DIRECTIONS:
Among the entries below, one line contains "pjedrzejewski: OK, the" and another contains "Thanks Magda!". Transcribe those two lines and every line between them, exactly.

(Stored items)

----------------------------------------

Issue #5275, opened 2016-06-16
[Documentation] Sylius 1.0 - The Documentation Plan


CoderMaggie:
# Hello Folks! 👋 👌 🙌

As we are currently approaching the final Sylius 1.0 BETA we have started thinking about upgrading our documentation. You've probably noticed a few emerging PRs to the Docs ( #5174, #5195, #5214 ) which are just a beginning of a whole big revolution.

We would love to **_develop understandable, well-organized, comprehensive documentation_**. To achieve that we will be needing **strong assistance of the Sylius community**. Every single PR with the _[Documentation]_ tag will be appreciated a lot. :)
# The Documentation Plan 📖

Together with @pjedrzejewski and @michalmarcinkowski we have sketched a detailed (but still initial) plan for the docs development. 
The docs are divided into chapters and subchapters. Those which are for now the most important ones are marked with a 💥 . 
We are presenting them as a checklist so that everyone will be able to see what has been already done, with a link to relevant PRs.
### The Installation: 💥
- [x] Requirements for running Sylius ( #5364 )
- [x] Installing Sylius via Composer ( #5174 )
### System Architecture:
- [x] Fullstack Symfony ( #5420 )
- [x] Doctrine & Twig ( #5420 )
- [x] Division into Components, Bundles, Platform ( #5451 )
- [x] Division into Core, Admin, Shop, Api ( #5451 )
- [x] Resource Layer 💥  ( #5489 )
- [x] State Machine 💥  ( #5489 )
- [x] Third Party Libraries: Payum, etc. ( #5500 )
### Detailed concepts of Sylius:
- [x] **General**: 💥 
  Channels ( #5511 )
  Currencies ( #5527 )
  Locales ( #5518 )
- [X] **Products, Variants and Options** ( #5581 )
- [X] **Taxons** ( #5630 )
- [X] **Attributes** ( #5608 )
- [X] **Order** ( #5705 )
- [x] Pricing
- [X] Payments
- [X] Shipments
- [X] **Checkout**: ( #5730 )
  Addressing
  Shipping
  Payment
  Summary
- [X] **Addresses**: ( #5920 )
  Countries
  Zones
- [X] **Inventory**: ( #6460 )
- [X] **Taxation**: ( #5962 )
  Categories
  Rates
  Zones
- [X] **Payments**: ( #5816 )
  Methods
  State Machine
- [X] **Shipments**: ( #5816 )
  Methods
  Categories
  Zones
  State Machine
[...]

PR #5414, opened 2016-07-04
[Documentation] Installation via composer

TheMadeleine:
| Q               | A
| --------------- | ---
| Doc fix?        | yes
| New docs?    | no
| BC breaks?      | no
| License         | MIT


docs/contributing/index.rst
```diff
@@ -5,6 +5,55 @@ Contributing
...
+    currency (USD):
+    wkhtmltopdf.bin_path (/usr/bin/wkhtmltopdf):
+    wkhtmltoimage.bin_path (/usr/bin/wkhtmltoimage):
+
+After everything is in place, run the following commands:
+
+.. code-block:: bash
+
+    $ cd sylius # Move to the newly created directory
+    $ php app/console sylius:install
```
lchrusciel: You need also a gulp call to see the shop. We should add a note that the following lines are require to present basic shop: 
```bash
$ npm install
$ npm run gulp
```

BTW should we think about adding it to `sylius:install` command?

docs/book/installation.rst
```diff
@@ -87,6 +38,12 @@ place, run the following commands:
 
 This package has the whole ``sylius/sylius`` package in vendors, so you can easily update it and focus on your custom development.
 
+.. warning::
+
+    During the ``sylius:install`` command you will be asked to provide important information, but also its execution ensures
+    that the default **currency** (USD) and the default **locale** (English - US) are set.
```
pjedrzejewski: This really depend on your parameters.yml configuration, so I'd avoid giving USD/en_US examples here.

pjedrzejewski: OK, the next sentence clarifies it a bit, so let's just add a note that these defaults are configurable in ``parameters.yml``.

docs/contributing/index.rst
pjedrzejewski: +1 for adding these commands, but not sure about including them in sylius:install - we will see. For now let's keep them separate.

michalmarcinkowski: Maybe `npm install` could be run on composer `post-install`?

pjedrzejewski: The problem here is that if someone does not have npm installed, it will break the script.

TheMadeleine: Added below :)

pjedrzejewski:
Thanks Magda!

----------------------------------------

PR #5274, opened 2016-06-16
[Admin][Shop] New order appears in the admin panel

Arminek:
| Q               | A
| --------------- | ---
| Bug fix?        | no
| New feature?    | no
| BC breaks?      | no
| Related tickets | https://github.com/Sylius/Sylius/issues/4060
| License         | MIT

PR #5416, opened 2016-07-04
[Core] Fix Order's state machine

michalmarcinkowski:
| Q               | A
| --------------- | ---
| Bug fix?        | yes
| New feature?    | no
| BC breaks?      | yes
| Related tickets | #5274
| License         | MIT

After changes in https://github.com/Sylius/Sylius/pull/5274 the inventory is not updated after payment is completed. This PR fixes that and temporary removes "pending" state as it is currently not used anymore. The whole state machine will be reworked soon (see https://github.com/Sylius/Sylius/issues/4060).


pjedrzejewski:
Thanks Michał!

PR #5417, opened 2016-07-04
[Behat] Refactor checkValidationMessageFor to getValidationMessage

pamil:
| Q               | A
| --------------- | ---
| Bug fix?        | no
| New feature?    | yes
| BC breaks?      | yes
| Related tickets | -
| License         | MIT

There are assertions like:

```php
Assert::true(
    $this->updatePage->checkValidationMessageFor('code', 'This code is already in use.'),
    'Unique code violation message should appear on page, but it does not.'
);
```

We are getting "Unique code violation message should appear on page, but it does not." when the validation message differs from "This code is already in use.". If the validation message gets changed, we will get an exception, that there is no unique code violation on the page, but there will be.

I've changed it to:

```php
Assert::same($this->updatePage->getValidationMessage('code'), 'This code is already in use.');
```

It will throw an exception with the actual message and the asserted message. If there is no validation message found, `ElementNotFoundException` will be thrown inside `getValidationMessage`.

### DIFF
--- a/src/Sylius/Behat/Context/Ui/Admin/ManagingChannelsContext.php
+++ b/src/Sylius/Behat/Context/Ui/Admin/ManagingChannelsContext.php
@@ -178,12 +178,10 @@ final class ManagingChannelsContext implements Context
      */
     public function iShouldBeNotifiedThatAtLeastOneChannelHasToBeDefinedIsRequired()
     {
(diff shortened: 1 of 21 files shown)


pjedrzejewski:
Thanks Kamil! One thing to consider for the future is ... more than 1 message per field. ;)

----------------------------------------

SOLVED PROBLEM:
pjedrzejewski: OK, the next sentence clarifies it a bit, so let's just add a note that these defaults are configurable in ``parameters.yml``.

docs/contributing/index.rst
pjedrzejewski: +1 for adding these commands, but not sure about including them in sylius:install - we will see. For now let's keep them separate.

michalmarcinkowski: Maybe `npm install` could be run on composer `post-install`?

pjedrzejewski: The problem here is that if someone does not have npm installed, it will break the script.

TheMadeleine: Added below :)

pjedrzejewski:
Thanks Magda!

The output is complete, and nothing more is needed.